* SUPPLIED ENTRIES *
++++
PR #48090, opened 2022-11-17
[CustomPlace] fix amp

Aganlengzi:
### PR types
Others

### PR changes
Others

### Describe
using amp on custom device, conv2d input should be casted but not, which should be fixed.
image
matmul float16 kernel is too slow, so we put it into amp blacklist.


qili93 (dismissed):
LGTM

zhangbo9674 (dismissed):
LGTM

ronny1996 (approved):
++++
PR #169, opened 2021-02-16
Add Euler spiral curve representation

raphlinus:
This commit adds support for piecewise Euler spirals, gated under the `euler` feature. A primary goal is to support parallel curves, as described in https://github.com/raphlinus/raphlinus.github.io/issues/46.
++++
* WHAT IS NEEDED *
For this exercise, find all lines in the records containing the word "dismissed" and copy them.

* OUTPUT *
qili93 (dismissed):
zhangbo9674 (dismissed):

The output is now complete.